It should be noted that, since this algorithm uses a global counter
("counter") for selecting identifiers (i.e., all counters share the
same increment space), this algorithm results in an information
leakage (as described in Section 8.2). For example, if this
algorithm was used for selecting TCP ephemeral ports and an attacker
could force a client to periodically establish a new TCP connection
to an attacker-controlled system (or through an attacker-observable
routing path), the attacker could subtract consecutive Source Port
values to obtain the number of outgoing TCP connections established
globally by the victim host within that time period (up to wrap-
around issues and five-tuple collisions, of course). This
information leakage could be partially mitigated by employing small
random values for the increments (i.e., increment() function),
instead of having increment() return the constant "1".
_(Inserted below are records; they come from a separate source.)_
Issue #378, opened 2024-09-23
Setting elegant default plotting settings


gabrielastro:
Congratulations on your orbitize! v3 paper on arXiv! Maybe v3 would be a good point to set pretty default settings for the plots :)? My main recommendations are:

1. Use mirror ticks (i.e., ticks on the right and top): it also makes reading off values so much easier, especially for curves close to those edges.

2. Use minor ticks: also very useful for reading off values, and elegant.

3. Use a bigger font size: in a paper, it is not practical to have to zoom in just to read the axes and/or the values… The trick is here actually to make the figures intrinsically _smaller_, so that the elements are bigger relative to the plot and thus the page.

4. This one is more subjective but a prettier font than the default one would be nice. There are many options that are elegant and legible. I am not a `python` programmer but from what I can tell, looking at the source of [species](https://github.com/tomasstolker/species), it is as simple as doing:
```
import matplotlib.pyplot as plt
…
plt.rcParams["font.family"] = "serif"
plt.rcParams["mathtext.fontset"] = "dejavuserif"
```
I do not mean that you need to take same font—even though you could, of course. Just make sure that the text and math fonts look similar; otherwise, one gets ugly mixes e.g. within a label. If you want to go for the classical Hershey Complex font, there is [smplotlib](https://github.com/AstroJacobLi/smplotlib) (as simple as: `import smplotlib; matplotlib.rcParams['axes.linewidth']=1.` because the default is (currently) too thin), and in general there is more of this kind of advice under https://turnermoni.ca/python3.html. Make sure also to use a plot border thickness that goes well with the font.

**Describe alternatives you've considered**
Non-prettiness is not an alternative :wink:.

Thanks for considering this! It would make your code even more attractive to readers who are not users… yet. I do not know how you can set the settings centrally to give the plots a consistent look but maybe there is an easy solution!

sblunt:
See comment in #388

PR #415, opened 2026-07-15
Plot refactor

eshelDror:


orbitize/plot.py
```diff
@@ -19,17 +19,1328 @@
...
 
 
-# TODO: deprecatation warning for plots in results
-
-# define modified color map for default use in orbit plots
 cmap = mpl.cm.Purples_r
 cmap = colors.LinearSegmentedColormap.from_list(
     "trunc({n},{a:.2f},{b:.2f})".format(n=cmap.name, a=0.0, b=0.7),
     cmap(np.linspace(0.0, 0.7, 1000)),
 )
```
sblunt, line 27: Do we need to define cmap here and below? Can we reduce it to just one def, either at the top here or in the Plotter class?

orbitize/plot.py
```diff
@@ -19,17 +19,1328 @@
...
+    )
+    POSSIBLE_CBAR_PARAMS = ["sma", "ecc", "inc", "aop" "pan", "tau", "plx", "m0", "m1"]
+    # colour/shape scheme scheme for rv data points
+    RV_COLORS = ("#0496FF", "#372554", "#FF1053", "#3A7CA5", "#143109")
+    RV_SYMBOLS = ("o", "^", "v", "s")
+
+    def __init__(
+        self,
+        results,
+        object_to_plot=1, # TODO: Support multiplanet
```
sblunt: Noting that we should resolve this todo before merge (I'm sure this is already on your radar).

orbitize/plot.py
```diff
@@ -19,17 +19,1328 @@
...
+        num_orbits_to_plot=100,
+        num_epochs_to_plot=100,
+        cbar_param="Epoch [year]",
+        rv_time_series=False,
+        rv_time_series2=False
+    ):
+        self.results = results
+        self.system = results.system
+
+        if default_cmap is not None:
```
sblunt: Make sure the logic works here to define the colormap as we expect

orbitize/plot.py
```diff
@@ -19,17 +19,1328 @@
...
+        time_format (str): time format for `start` and `end` such as "mjd" or others
+            from astropy.time.Time.FORMATS (default: 'decimalyear')
+        default_cmap (matplotlib.cm.ColorMap): color map to use for making orbit tracks
+            (default: modified Purples_r)
+        num_orbits_to_plot (int): number of orbits to plot (default: 100)
+        num_epochs_to_plot (int): number of points to plot per orbit (default: 100)
+        cbar_param (string): options are the following: 'Epoch [year]', 'sma1', 'ecc1', 'inc1', 'aop1',
+            'pan1', 'tau1', 'plx', 'm0', 'm1'. Number can be switched out. (default: 'Epoch [year]').
+        rv_time_series (Boolean): if fitting for secondary mass using MCMC for rv fitting,
+            calculate rv_time_series of the primary (object 0) (default: False)
```
sblunt, line 47: let's say "plot rv time series of the primary" instead of calculate, and same for rv_time_series2. In rv_time_series2, we should also specify this is the relative RV (i.e. RV of secondary - RV of primary)

orbitize/plot.py
```diff
@@ -19,17 +19,1328 @@
...
+        rv_time_series2=False
+    ):
+        self.results = results
+        self.system = results.system
+
+        if default_cmap is not None:
+            self.cmap = default_cmap
+        
+        if start is None:
+           start = getattr(Time(np.min(self.system.data_table['epoch'])-365*3, format="mjd"), time_format)
```
sblunt, line 94: I'm tempted to automatically set the start and end times for each dataset being plotted, and asking the user to manually override these after the Figure object is returned. If we make this change, we should include an example of manually setting axis limits in the plotting tutorial. Also, if there is no data, but the user still wants to plot the prediction, we can use the "first epoch (of any kind) - 3 years" as the start date, and analagous for end date.

orbitize/plot.py
```diff
@@ -19,17 +19,1328 @@
...
+        object_to_plot=None,
+        start=None,
+        end=None,
+        time_format=None, 
+        num_orbits_to_plot=None,
+        num_epochs_to_plot=None,
+        cbar_param=None,
+        rv_time_series=None,
+        rv_time_series2=None,
+    ):
```
sblunt, line 112: add docstring

orbitize/plot.py
```diff
@@ -186,6 +1527,119 @@ def plot_orbits(
...
+    )
+    return plotter.plot_propermotion(
+        periods_to_plot=periods_to_plot,
+        alpha=alpha,
+        show_colorbar=show_colorbar,
+        tight_layout=tight_layout
+    )
+
+
+def legacy_plot_orbits(
```
sblunt: Decided you can remove the legacy code. It will be in the git history if we want to refer back to it.

orbitize/plot.py
```diff
@@ -186,6 +1527,119 @@ def plot_orbits(
     primary_instrument_name=None,
     fontsize=20,
     fig=None,
+):
+    # TODO: Improve message
+    print("The orbitize.plot.plot_orbits function is deprecated. Instead, initialize an orbitize.plot.Plotter and use the plot_orbits method.")
```
sblunt: Very nice. Just writing down what we talked about over zoom for posterity that we should raise a DeprecationWarning (or similar) here

orbitize/plot.py
```diff
@@ -19,17 +19,1328 @@
...
+                self.start, self.num_orbits_to_plot, self.num_epochs_to_plot, self.object_to_plot, self.standard_post, self.end)
+            self.cbar_param_arr, self.norm, self.norm_yr = self._create_cbar(self.cbar_param, self.epochs, self.standard_post)
+            if self.rv_time_series:
+                self.rv_data, self.insts, self.gams, self.labels, self.gam_idx, self.rv_inst_inds, self.sig_idx = self._calc_rv(object=0)
+            if self.rv_time_series2:
+                self.rv_data2, self.insts2, self.gams2, self.labels2, self.gam_idx2, self.rv_inst_inds2, self.sig_idx2 = self._calc_rv(object=1)
+            self.sep_data, self.sep_err, self.pa_data, self.pa_err, self.ra_data, self.ra_err, self.dec_data, self.dec_err = self._calc_seppa_radec(self.data)
+            self.astr_raoff, self.astr_deoff, self.astr_vz, self.astr_epochs = self._calc_astr_orbits(self.standard_post, self.num_orbits_to_plot, self.object_to_plot)
+
+    def _calc_seppa_radec(self, all_data):
```
sblunt: add docstrings for all these private functions

orbitize/plot.py
```diff
@@ -19,17 +19,1328 @@
...
+        data = all_data[all_data["quant_type"]!="rv"]
```
sblunt: can you calculate all of these data type masks outside of these private methods? It would be nice to see them in one place (maybe in set_params above)

orbitize/plot.py
```diff
@@ -19,17 +19,1328 @@
...
+        astr_epochs = self.data["epoch"][astr_inds]
+        num_astr_epochs = len(astr_epochs)
+
+        raoff = np.zeros((num_orbits_to_plot, num_astr_epochs))
+        deoff = np.zeros((num_orbits_to_plot, num_astr_epochs))
+        vz = np.zeros((num_orbits_to_plot, num_astr_epochs))
+        # TODO: vectorize
+        for i in np.arange(num_orbits_to_plot):
+            # Calculate ra/dec offsets for all epochs of this orbit
+            raoff0, deoff0, vz0 = self.system.compute_all_orbits(
```
sblunt: note we just changed the return type of compute_all_orbits in v3.4.0, so you will need to add raoff0, deoff0, vz0, _ here (and elsewhere this method is called)

orbitize/plot.py
```diff
@@ -19,17 +19,1328 @@
...
+                astr_epochs
+            )
+
+            raoff[i, :] = raoff0[:, object_to_plot, 0]
+            deoff[i, :] = deoff0[:, object_to_plot, 0]
+            vz[i, :] = vz0[:, object_to_plot, 0]
+        
+        return raoff, deoff, vz, astr_epochs
+
+    def _calc_rv(self, object):
```
sblunt: we should change object to something else since object is a special variable in python. It should work fine as is but might be confusing.

orbitize/plot.py
sblunt: Actually, I disagree with myself now that I went through the whole refactor. I like it as is.

orbitize/plot.py
```diff
@@ -19,17 +19,1328 @@
...
+        # indices corresponding to each instrument in the datafile
+        inds = {}
+        for i in range(len(insts)):
+            inds[insts[i]] = np.where( # include encode for backwards compatibility
+                (rv_data["instrument"] == insts[i].encode()) | (rv_data["instrument"] == insts[i])
+            )[0]
+        return rv_data, insts, gams, labels, gam_idx, inds, sig_idx
+
+    def _get_standard_post(self, num_orbits_to_plot):
+        # TODO: Replace random with results.downsample
```
sblunt, line 517: good call to replace with results.downsample!

orbitize/plot.py
```diff
@@ -19,17 +19,1328 @@
...
+        square_plot=True,
+        show_colorbar=True,
+        cmap=None,
+        sep_pa_color="lightgrey",
+        mod180=False,
+        plot_astrometry=True,
+        plot_astrometry_insts=False,
+        rv_time_series=False,
+        rv_time_series2=False,
+        # plot_errorbars=True,
```
sblunt: remove commented out code

orbitize/plot.py
```diff
@@ -19,17 +19,1328 @@
...
+            )
+
+        if (rv_time_series and not self.rv_time_series) or (rv_time_series2 and not self.rv_time_series2):
+            self.set_params(rv_time_series=rv_time_series, rv_time_series2=rv_time_series2)
+
+        with warnings.catch_warnings():
+            warnings.simplefilter("ignore", ErfaWarning)
+
+            # Before starting to plot rv data, make sure rv data exists:
+            rv_indices = np.where(self.data["quant_type"] == "rv")
```
sblunt: Can we replace this bit of code with the self.rv_data variable you defined above?

sblunt: Actually, I think we should raise this warning in self.set_params.

orbitize/plot.py
```diff
@@ -19,17 +19,1328 @@
...
+                if (rv_time_series) and (rv_time_series2):
+                    ax = plt.subplot2grid((4, 16), (0, 0), rowspan=2, colspan=6)
+                elif (rv_time_series) and (not rv_time_series2):
+                    ax = plt.subplot2grid((3, 16), (0, 0), rowspan=2, colspan=6)
+                elif (not rv_time_series) and (rv_time_series):
+                    ax = plt.subplot2grid((3, 16), (0, 0), rowspan=2, colspan=6)
+                else:
+                    ax = plt.subplot2grid((2, 14), (0, 0), rowspan=2, colspan=6)
+
+            astr_inds = np.where((~np.isnan(self.data["quant1"])) & (~np.isnan(self.data["quant2"])))
```
sblunt: Let's use the variables you defined above rather than recalculating this mapping here.

orbitize/plot.py
```diff
@@ -19,17 +19,1328 @@
...
+
+            # For plotting different astrometry instruments
+            if plot_astrometry_insts:
+                astr_colors = ("#FF7F11", "#11FFE3", "#14FF11", "#7A11FF", "#FF1919")
```
sblunt: define these in the same place you define the RV data colors and symbols above.

orbitize/plot.py
```diff
@@ -19,17 +19,1328 @@
...
+
+            for ax2 in fig.get_axes():
+                ax2.tick_params(axis="both", labelsize=15)
+                ax2.minorticks_on()
+
+        fig.tight_layout()
+        
+        return fig
+
+    def _plot_full_orbits(self, ax, plot_astrometry, square_plot, fontsize, cmap, plot_astrometry_insts, astr_insts=None, astr_inst_inds=None, astr_colors=None, astr_symbols=None):
```
sblunt: I'd suggest putting all the private methods together in the beginning

orbitize/plot.py
```diff
@@ -19,17 +19,1328 @@
...
+        m1 = self.standard_post[
+            :, self.results.standard_param_idx["m{}".format(self.object_to_plot)]
+        ]
+        mtot = m0 + m1
+        for i in np.arange(self.num_orbits_to_plot):
+            if rv_time_series:
+                plt.sca(ax3)
+
+                # scale back to primary RV semi amplitude
+                vz0 = self.vz1[i] * (-(mtot[i] - m0[i]) / np.median(m0[i])) # TODO: vectorize
```
sblunt: we should use the output of calc_all_orbits here rather than doing the math ourselves

orbitize/plot.py
```diff
@@ -19,17 +19,1328 @@
...
+                    color=sep_pa_color,
+                )
+
+            if rv_time_series2:
+                if rv_time_series:
+                    plt.sca(ax4)
+                else:
+                    plt.sca(ax3)
+
+                # scale back to primary RV semi amplitude
```
sblunt: Looks like this comment isn't relevant anymore; we can remove it

orbitize/plot.py
```diff
@@ -19,17 +19,1328 @@
...
+            )
+
+            plt.sca(ax1)
+            plt.plot(yr_epochs, seps, color=sep_pa_color)
+
+            plt.sca(ax2)
+            plt.plot(yr_epochs, pas, color=sep_pa_color)
+    
+    def _plot_rv_data(self, ax3, ax4, rv_time_series, rv_time_series2, sep_pa_color):
+        # plot RV orbits here
```
sblunt: let's call these _plot_rv_model, _plot_sep_pa_model, etc, since the data is being plotted in a separate place

orbitize/plot.py
```diff
@@ -19,17 +19,1328 @@
...
+
+
+            # get rvs and plot them
+            for i, name in enumerate(self.rv_inst_inds.keys()):
+                inst_data = self.rv_data[self.rv_inst_inds[name]]
+                rvs = inst_data["quant1"]
+                epochs = inst_data["epoch"]
+                epochs = Time(epochs, format="mjd").decimalyear
+                inst_err = inst_data["quant1_err"]
+                gam_err2 = np.sqrt(np.square(inst_err)+np.square(med_sigma[i]))
```
sblunt: these (gam_err1, gam_err2, gam_err_2) could use more informative variable names

orbitize/plot.py
```diff
@@ -19,17 +19,1328 @@
...
+                gam_err_1 = np.sqrt(gam_err2)
+                gam_err_2 = np.sqrt(gam_err2 + np.square(stddev_ga[i]))
+                c = next(ax3_colors)
+                plt.scatter(
+                    epochs,
+                    rvs-med_ga[i],
+                    s=30,
+                    marker=next(ax3_symbols),
+                    c=c,
+                    label=name,
```
sblunt: if the name is "defrv" (our default when the user doesn't provide an instrument name) we should make the label something more informative like "RV data"

orbitize/plot.py
```diff
@@ -19,17 +19,1328 @@
...
+
+            # get rvs and plot them
+            for i, name in enumerate(self.rv_inst_inds.keys()):
+                inst_data = self.rv_data[self.rv_inst_inds[name]]
+                rvs = inst_data["quant1"]
+                epochs = inst_data["epoch"]
+                epochs = Time(epochs, format="mjd").decimalyear
+                inst_err = inst_data["quant1_err"]
+                gam_err2 = np.sqrt(np.square(inst_err)+np.square(med_sigma[i]))
+                gam_err_1 = np.sqrt(gam_err2)
```
sblunt: subtle point here-- each orbit may have its own fitted value of jitter (sigma). We want to use that value, rather than the median across all orbits.

sblunt: Also, I think gam_err_1 is unneeded. Below, gam_err_2 should be np.sqrt(gam_err2**2 + stddev_ga[i]**2)

orbitize/plot.py
```diff
@@ -19,17 +19,1328 @@
...
+                    marker=next(ax3_symbols),
+                    c=c,
+                    label=name2,
+                    zorder=5,
+                )
+                if separate_gamma_err:
+                    plt.errorbar(
+                        x=epochs2,
+                        y=rvs2-med_ga2[i],
+                        yerr=stddev_ga2[i],
```
sblunt: Nice job working through all the differences here!

orbitize/plot.py
```diff
@@ -19,17 +19,1328 @@
...
+                        ecolor=c,
+                        zorder=5,
+                        ls="none",
+                        label="{} gamma err".format(name2)
```
sblunt: I'd probably suggest writing these captions out in latex to make them as clear as possible: std(rv_{inst name} - gamma_{inst name}); sigma_{inst name}**2 + sigma**2 (and same for the other case below)

orbitize/plot.py
```diff
@@ -19,17 +19,1328 @@
...
+            ``matplotlib.pyplot.Figure``: the residual plots
+
+        Refactored by Eshel Dror, 2026        
+    
+        """
+        raoff = self.astr_raoff
+        deoff = self.astr_deoff
+        seps = []
+        pas = []
+        raoff_100 = self.raoff1
```
sblunt: use your defined variables throughout rather than redefining them (for clarity)

orbitize/plot.py
```diff
@@ -19,17 +19,1328 @@
...
+
+            raoff2, deoff2 = raoff_100[i], deoff_100[i]
+
+            seps1, pas1 = orbitize.system.radec2seppa(raoff0, deoff0, mod180=mod180)
+            # seps1 = []
+            # pas1 = []
+
+            # for j in range(len(astr_epochs)):
+
+            #     seps0, pas0 = orbitize.system.radec2seppa(raoff[i][j], deoff[i][j], mod180=mod180)
```
sblunt: remove commented out code

orbitize/plot.py
```diff
@@ -19,17 +19,1328 @@
...
+        Plots sep/PA residuals for a set of orbits
+
+        Args:
+            sep_pa_color (string): any valid matplotlib color string, used to set the
+                color of the orbit tracks in the Sep/PA panels (default: 'lightgrey').
+            mod180 (Bool): if True, PA will be plotted in range [180, 540]. Useful for plotting short
+                arcs with PAs that cross 360 deg during observations (default: False)
+
+        Return:
+            ``matplotlib.pyplot.Figure``: the residual plots
```
sblunt, line 1520: Let's use the same logic for plotting residuals as we used above for plotting the gammas for RVs. Offer two options for plotting the uncertainties, exactly the same way you did above.

orbitize/plot.py
```diff
@@ -19,17 +19,1328 @@
...
+            for i in np.arange(self.num_orbits_to_plot):
+                epoch_in_yr = Time(epochs[i, :], format="mjd").decimalyear
+                # masses (in same units, solar)
+                m_b = self.standard_post[:, self.results.param_idx["m1"]][i]
+                m_a = self.standard_post[:, self.results.param_idx["m0"]][i]
+                # dt
+                timestep = epoch_in_yr[1] - epoch_in_yr[0]
+                # dra/dt and ddec/dt
+                ddec_b = np.gradient(deoff[i, :], timestep)  # in mas/yr
+                dec_b_radian = (
```
sblunt, line 1750: let's use astropy.units to do these conversions for clarity

sblunt:
Looks great! Excellent job @eshelDror. A few small overall comments:
1. Please push the changes to the notebooks without outputs (i.e. run. "clear output" before pushing). That makes the diff a little cleaner. The plots will be autogenerated by nbconvert when the documentation is building, and you'll see the plots on orbitize.info.
2. In general, it would be very good to use a consistent set of mask variables (e.g. self.rv_data) throughout, rather than redefining them in each subfunction. This is definitely orbitize's fault, not yours, but since you're refactoring the plot code, I think you should be the one to fix it. :D I left a few in-line comments with suggested places to make these changes, but I don't think I got all of them.

orbitize/plot.py
```diff
@@ -162,8 +1476,35 @@ def plot_corner(results, param_list=None, **corner_kwargs):
         corner_kwargs["labels"] = reduced_labels_list
 
     figure = corner.corner(samples, **corner_kwargs)
-    return figure
 
+    if plot_priors:
+        axes = figure.axes
+        num_params = len(param_indices)
```
sblunt, line 2044: I think you can avoid much of this normalization code by passing hist2d_kwargs = {"density":True} into corner.corner.

orbitize/plot.py
```diff
@@ -162,8 +1476,35 @@ def plot_corner(results, param_list=None, **corner_kwargs):
...
+        sample_size = samples.shape[0]
+        for i, param_i in enumerate(param_indices):
+            prior = results.system.sys_priors[param_i]
+            if not hasattr(prior, "compute_lnprob"):
+                continue
```
sblunt, line 2048: This should never happen; Prior objects by definition (by means of the abstract base class) must have a compute_lnprob method, so I think you can safely remove this check

sblunt:
Also, see aesthetic suggestions in #378 and please implement the ones you like! I think the main things I'd like to see here based on those suggestions are:
1. by default using circles instead of stars for astrometric data
2. using minor ticks and mirror ticks on all panels
3. using a (slightly) bigger font size
4. I also think the default red astrometry is a little jarring. Play around with the default color scheme and see what you can figure out that you like!

sblunt:
Noting for myself that the Gaussian prior plotting fix in this PR should also be a separate changelog item

sblunt:
Ok, I think the code looks great. I have a few minor remaining aesthetic requests:

1. HGCA plot-- it's hard to see the errorbars with the current color scheme. Can we mke the error bars black? I like the black outline around the markers. Can we do that for data points for the astrometric plots too? Finally, I like the blue and purple-- can we change the orange points in the astrometric plot to the light blue with black outlines?
2. ALso for the HGCA plot, can you add plt.tight_layout() to make the dimensions look a little cleaner?
3. I'm wondering if there is an easy way to communicate that the orange lines are the priors. Can you add a legend in the top panel that labels "posterior," "prior," eg?
4. I like the description of the Plotter class you added to the plotting tutorial!
5. In the residuals plot, can you label "model standard deviation" similarly to the way you label the RV errors induced by the gamma posterior width? ie in latex; std(data-model). I also think the colors here are a little hard to see. Can we do 1. rebeccapurple instead of purple, and the same blue instead of orange (and with the data points outlined in black). I also think making one error thicker and with a lower alpha will be helpful for the visual here.
6. RV plots-- let's keep the colors of the data points consistent with the colors and styles in the astrometry points here, and the error bars the same color scheme as the astrometric residuals plots. I thinkt he thicker error bar should be 2 or 3 times thicker and also have a lower alpha. Minor point: $std(\gamma)$ should be std($\gamma$) so the std isn't italicized. You can also do $\mathrm{std}(\gamma)$.

sblunt:
I also think the multiplanet plots look great!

We nevertheless note that an improved mitigation of this information
leakage could be more successfully achieved by employing the
algorithm from Section 7.4.3, instead.
7.4.3. Double-PRF Algorithm
A trade-off between maintaining a single global "counter" variable
and maintaining 2**N "counter" variables (where N is the width of the
result of F()) could be achieved as follows. The system would keep
an array of TABLE_LENGTH values, which would provide a separation of
the increment space into multiple buckets. This improvement could be
incorporated into the algorithm from Section 7.4.2 as follows:
/* Initialization code */
for(i = 0; i < TABLE_LENGTH; i++) {
table[i] = random();
}
/* Transient Numeric ID selection function */
id_range = max_id - min_id + 1;
id_inc = increment() % id_range;
offset = F(CONTEXT, secret_key1);
index = G(CONTEXT, secret_key2) % TABLE_LENGTH;
retry = id_range;
do {
next_id = min_id + (offset + table[index]) % id_range;
table[index] = table[index] + id_inc;
if (suitable_id(next_id)) {
return next_id;
}
retry = retry - id_inc;
} while (retry > 0);
return ERROR;
NOTE:
increment() has the same properties and requirements as those
specified for increment() in Section 7.4.1.
Both F() and G() are PRFs, with the same properties as those
required for F() in Section 7.3. The results of F() and G() are
no more secure than their respective secret keys ("secret_key1"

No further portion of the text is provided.